#### GOAL OF THE EXERCISE:
All that should be output is the block of lines below from the line with "PR #583, opened 2026-09-03" to the line with "All of this", both included, exactly as written.

(Dataset excerpts)
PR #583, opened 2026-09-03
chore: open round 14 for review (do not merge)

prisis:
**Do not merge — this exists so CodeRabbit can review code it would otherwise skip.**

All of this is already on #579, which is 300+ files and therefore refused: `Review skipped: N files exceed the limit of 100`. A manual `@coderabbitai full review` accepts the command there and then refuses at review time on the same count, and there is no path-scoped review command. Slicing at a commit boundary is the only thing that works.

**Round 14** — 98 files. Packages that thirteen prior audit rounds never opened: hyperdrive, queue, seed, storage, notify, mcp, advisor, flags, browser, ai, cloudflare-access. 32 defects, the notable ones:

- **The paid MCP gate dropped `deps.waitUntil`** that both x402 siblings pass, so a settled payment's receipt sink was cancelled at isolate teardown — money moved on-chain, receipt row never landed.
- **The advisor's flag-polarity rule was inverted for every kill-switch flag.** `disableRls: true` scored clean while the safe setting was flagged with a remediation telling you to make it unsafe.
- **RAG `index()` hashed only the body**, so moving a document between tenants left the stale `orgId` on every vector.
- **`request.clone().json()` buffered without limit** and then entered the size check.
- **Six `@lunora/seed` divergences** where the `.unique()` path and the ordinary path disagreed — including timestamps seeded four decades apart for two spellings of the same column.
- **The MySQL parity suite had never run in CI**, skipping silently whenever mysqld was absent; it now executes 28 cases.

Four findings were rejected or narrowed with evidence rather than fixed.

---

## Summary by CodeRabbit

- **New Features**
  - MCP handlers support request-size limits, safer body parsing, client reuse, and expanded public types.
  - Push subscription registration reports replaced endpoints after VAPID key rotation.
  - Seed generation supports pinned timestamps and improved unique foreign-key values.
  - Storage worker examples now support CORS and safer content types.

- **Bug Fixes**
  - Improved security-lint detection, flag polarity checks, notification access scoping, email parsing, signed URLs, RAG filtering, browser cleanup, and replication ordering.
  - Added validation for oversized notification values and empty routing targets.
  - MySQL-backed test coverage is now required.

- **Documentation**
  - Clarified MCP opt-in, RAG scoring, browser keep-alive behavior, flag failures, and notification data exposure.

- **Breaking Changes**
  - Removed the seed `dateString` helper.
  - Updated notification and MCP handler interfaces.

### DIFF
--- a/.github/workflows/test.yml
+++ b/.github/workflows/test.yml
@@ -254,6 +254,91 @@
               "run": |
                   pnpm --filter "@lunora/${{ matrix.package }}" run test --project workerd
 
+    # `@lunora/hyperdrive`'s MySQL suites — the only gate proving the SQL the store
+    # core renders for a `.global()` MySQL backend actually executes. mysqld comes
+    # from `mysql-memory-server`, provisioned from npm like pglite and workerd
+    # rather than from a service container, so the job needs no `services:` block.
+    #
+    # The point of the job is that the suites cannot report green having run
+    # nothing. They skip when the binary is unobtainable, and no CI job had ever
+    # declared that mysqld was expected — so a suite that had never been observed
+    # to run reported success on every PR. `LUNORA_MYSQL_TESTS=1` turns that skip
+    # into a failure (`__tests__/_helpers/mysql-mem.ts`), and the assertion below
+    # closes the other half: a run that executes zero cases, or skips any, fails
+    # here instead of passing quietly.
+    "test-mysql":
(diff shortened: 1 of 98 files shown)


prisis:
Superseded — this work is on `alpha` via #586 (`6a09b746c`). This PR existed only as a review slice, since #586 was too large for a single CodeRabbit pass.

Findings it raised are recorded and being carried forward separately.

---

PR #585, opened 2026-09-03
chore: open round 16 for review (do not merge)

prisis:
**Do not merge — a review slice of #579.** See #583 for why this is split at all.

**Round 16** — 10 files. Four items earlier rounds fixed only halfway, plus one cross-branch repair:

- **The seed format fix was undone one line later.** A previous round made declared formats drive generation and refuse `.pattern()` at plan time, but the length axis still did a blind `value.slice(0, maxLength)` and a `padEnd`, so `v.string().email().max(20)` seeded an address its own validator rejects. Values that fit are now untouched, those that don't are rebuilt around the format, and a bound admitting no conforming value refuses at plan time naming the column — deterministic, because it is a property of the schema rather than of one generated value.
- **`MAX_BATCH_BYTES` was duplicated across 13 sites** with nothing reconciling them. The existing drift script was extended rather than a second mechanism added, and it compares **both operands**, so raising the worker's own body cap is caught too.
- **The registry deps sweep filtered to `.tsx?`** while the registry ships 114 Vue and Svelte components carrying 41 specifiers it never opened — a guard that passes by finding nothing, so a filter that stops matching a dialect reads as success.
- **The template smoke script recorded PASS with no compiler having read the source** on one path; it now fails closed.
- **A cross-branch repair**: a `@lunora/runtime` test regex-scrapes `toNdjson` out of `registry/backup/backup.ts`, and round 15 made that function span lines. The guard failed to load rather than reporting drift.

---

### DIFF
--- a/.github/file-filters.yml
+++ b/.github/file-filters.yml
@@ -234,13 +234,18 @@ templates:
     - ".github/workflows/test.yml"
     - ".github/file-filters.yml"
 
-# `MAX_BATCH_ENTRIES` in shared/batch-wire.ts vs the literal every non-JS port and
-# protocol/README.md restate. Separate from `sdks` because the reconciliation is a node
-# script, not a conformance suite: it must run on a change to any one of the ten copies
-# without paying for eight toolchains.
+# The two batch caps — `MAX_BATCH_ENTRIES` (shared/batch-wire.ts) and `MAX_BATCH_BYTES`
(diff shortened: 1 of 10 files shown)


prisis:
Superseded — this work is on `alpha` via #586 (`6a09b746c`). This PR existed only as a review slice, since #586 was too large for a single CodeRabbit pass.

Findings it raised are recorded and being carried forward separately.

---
==
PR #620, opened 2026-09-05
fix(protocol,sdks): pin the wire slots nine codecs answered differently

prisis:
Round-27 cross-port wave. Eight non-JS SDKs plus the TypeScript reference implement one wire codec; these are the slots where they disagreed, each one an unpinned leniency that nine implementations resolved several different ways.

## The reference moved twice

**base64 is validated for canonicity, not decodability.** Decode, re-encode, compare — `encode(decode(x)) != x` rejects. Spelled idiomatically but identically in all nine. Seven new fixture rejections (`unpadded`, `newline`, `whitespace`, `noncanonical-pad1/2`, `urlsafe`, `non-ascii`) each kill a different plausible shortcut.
---
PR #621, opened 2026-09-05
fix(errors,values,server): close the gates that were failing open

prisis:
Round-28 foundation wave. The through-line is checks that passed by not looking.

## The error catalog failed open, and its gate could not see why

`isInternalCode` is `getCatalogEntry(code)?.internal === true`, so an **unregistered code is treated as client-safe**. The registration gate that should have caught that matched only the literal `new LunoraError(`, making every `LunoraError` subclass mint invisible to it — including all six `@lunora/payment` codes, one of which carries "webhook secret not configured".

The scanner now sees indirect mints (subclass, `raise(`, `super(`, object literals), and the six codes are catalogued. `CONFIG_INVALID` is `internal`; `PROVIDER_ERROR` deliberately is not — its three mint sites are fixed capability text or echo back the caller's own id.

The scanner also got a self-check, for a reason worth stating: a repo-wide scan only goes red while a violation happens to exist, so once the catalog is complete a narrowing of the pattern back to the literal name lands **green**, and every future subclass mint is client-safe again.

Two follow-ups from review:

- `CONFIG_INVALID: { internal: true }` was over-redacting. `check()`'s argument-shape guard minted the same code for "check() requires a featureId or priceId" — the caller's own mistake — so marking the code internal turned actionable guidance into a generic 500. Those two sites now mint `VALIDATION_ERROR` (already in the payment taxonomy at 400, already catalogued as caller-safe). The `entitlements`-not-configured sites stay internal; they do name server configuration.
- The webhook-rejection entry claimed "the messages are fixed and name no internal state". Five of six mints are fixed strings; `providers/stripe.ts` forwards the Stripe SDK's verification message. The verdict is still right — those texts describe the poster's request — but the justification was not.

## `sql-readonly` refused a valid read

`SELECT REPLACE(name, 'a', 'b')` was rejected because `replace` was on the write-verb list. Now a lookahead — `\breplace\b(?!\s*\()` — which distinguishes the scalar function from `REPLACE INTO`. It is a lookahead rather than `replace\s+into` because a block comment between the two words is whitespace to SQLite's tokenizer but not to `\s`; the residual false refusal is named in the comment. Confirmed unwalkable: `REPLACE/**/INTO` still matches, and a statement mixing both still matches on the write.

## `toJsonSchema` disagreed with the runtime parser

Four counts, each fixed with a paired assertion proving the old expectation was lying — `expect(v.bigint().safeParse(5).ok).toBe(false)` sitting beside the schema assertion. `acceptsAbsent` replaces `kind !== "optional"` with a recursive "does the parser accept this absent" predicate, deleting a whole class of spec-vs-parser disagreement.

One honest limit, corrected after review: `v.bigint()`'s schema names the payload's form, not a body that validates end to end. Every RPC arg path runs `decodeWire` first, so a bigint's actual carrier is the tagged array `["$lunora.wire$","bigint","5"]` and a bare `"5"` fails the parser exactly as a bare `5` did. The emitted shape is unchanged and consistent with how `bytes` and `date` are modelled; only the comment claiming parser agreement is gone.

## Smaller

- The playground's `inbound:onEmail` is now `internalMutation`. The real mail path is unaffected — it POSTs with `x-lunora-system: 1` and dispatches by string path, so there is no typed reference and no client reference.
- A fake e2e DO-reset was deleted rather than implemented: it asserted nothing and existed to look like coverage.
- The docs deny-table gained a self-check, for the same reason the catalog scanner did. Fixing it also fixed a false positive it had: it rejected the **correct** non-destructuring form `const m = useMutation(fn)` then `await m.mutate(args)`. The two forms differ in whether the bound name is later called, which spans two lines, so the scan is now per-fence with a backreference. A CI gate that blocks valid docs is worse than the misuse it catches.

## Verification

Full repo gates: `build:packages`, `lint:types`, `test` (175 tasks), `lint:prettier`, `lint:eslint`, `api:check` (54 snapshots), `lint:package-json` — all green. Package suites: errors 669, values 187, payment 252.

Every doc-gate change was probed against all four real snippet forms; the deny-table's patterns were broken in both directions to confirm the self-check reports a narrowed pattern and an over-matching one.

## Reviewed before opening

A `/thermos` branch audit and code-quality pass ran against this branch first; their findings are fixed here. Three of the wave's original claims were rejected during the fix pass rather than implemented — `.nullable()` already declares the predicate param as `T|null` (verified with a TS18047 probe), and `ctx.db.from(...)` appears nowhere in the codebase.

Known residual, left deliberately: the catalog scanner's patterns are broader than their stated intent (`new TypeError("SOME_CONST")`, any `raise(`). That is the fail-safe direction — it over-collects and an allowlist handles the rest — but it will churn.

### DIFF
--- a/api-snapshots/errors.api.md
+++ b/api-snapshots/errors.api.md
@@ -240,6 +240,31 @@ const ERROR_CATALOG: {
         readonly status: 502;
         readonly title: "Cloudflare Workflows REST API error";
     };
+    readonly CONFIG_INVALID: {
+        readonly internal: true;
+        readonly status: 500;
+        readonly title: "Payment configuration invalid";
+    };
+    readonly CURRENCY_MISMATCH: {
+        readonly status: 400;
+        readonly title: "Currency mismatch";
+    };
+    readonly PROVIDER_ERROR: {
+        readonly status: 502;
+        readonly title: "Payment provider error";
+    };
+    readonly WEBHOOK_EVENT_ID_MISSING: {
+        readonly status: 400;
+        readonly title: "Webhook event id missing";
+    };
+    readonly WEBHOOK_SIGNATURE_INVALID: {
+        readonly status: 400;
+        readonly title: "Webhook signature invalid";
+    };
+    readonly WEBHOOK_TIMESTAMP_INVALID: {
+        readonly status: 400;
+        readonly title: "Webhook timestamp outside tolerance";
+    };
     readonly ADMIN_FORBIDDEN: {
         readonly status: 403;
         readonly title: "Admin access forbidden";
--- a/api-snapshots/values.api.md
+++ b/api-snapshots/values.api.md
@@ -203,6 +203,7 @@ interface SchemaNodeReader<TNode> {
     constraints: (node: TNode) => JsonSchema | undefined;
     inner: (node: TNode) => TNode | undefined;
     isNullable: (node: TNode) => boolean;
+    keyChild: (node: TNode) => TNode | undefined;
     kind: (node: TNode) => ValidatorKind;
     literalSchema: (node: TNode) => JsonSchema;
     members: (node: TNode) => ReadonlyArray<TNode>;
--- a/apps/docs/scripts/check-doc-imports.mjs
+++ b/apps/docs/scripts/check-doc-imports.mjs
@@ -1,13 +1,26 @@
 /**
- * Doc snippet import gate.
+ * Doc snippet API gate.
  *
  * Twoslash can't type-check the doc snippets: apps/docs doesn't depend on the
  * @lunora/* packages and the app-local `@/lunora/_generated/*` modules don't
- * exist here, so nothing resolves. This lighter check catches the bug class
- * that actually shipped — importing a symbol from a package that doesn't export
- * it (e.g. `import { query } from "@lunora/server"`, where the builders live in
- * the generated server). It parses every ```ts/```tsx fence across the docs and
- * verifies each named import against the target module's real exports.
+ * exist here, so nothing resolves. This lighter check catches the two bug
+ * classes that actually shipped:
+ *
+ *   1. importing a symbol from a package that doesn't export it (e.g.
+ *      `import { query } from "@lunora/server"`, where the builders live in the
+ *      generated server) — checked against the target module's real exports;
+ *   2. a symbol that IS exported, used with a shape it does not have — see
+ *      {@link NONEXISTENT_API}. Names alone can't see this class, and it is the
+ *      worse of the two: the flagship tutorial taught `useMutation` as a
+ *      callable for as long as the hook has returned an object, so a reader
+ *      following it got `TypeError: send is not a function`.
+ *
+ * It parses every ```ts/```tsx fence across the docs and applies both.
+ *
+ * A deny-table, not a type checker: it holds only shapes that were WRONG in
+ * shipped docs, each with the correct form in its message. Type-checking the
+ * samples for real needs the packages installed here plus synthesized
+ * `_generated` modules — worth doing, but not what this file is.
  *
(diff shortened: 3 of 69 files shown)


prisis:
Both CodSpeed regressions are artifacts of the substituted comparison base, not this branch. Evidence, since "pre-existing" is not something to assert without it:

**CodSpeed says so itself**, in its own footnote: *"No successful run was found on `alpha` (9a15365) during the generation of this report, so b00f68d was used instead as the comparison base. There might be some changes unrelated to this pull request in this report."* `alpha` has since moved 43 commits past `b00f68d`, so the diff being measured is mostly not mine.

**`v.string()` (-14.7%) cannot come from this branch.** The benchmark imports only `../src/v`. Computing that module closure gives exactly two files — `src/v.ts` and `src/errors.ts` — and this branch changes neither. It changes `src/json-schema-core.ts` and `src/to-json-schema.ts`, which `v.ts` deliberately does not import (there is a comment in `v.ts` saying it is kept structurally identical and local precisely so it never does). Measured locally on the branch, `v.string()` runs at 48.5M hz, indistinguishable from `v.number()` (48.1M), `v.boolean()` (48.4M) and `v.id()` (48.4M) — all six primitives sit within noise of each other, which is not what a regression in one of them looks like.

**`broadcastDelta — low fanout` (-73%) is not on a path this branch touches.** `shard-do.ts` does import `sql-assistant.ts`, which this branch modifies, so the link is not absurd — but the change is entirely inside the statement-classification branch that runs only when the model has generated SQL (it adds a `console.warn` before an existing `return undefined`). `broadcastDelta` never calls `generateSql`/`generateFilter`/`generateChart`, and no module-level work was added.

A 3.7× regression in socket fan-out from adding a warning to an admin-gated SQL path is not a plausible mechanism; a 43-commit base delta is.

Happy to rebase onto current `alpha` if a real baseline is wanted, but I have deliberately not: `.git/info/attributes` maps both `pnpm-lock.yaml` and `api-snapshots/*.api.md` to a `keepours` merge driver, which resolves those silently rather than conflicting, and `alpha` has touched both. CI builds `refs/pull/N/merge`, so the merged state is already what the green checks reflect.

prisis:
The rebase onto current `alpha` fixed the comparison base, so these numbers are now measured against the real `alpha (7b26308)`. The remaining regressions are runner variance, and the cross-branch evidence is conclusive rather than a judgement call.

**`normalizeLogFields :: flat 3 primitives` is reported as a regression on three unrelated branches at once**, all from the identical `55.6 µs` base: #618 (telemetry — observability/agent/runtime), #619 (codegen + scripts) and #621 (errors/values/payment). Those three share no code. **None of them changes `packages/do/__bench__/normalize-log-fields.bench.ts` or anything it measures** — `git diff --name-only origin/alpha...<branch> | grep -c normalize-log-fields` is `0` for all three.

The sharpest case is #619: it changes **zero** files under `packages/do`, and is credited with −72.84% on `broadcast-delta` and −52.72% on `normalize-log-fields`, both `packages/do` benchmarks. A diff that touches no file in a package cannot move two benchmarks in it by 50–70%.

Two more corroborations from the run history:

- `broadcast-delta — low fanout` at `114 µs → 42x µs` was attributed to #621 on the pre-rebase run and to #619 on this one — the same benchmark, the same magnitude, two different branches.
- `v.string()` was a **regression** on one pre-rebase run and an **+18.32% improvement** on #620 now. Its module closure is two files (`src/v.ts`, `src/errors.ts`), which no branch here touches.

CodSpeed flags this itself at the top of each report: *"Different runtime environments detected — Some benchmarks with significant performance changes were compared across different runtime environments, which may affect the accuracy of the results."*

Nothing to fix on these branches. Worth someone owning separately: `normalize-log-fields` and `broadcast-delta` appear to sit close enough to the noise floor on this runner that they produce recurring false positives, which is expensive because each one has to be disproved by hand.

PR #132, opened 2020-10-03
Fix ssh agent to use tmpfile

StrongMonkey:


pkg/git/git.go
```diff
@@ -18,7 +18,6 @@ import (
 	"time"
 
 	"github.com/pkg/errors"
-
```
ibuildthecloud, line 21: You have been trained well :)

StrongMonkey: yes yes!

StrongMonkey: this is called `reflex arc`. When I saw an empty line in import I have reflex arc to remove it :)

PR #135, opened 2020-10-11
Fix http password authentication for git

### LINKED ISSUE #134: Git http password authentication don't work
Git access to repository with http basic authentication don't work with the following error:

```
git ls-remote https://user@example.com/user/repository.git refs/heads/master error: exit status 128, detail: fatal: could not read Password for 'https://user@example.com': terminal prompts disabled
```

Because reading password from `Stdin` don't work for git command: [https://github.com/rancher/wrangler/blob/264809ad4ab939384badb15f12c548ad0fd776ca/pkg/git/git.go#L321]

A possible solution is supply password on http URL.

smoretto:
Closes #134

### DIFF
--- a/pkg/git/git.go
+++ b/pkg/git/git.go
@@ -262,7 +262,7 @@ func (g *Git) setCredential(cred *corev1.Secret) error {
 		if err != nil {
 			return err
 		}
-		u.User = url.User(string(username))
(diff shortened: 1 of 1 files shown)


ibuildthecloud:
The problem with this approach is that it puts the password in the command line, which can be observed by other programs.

#### ANSWER BOX:
PR #583, opened 2026-09-03
chore: open round 14 for review (do not merge)

prisis:
**Do not merge — this exists so CodeRabbit can review code it would otherwise skip.**

All of this is already on #579, which is 300+ files and therefore refused: `Review skipped: N files exceed the limit of 100`. A manual `@coderabbitai full review` accepts the command there and then refuses at review time on the same count, and there is no path-scoped review command. Slicing at a commit boundary is the only thing that works.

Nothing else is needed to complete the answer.